▶ [WORK REQUEST]:
Extract, without alteration, each line from the start of the listing to the line bearing "This ties into".

┏━━

PR #372, opened 2020-06-18
Run MetadataListener Jobs

awead:
This ties into https://github.com/psu-stewardship/metadata-listener/pull/28

Scholarsphere submits a job via ActiveJob to the `metadata` queue on Redis when a file is promoted to S3 storage in Shrine. This MetdataListener application is listening to that queue and performs additional work on the file, downloading it from S3 and checking for viruses. The result of the virus check is submitted by the MetadataListener application back to Scholarsphere via the API.

### DIFF
--- a/.rubocop.yml
+++ b/.rubocop.yml
@@ -56,3 +56,7 @@ RSpec/AnyInstance:
 Style/ClassVars:
   Exclude:
     - 'spec/system/active_job_system_spec.rb'
+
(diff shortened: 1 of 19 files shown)


whereismyjetpack:
@awead mind if i deploy this as scholarsphere-jobs?

rschenk:
Looks good to me, I second your idea to rename the endpoint `/files`

PR #373, opened 2020-06-18
Set defaults for url host and protocol

awead:
Instead of requiring the host, we can have defaults for local development and set the protocol as well to construct the full url when needed.


awead:
Closed in #372

PR #377, opened 2020-06-19
Do not persist failed oauth to session

### LINKED ISSUE #279: Gracefully handle integration failures with Psu-authproxy
When logging in, a user's profile is obtained from the psu-authproxy application. If that application cannot obtain all the needed information, Scholarpshere should be able to continue to work. There should be some messaging to the user indicating that there's an issue.

See https://github.com/psu-stewardship/psu-authproxy/issues/28

rschenk:
This was causing a cookie overflow during retro.

Closes #279


awead:
@rschenk what do we loose by not persisting the oauth failure to the session? I'm guessing nothing?

rschenk:
@awead I think nothing. That bit was some code I cargo-culted from the OmniAuth docs, and I can't tell what it does... I figure if the auth is invalid, there's no sense in persisting it...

┗━━

▶ [THE ANSWER]:
PR #372, opened 2020-06-18
Run MetadataListener Jobs

awead:
This ties into https://github.com/psu-stewardship/metadata-listener/pull/28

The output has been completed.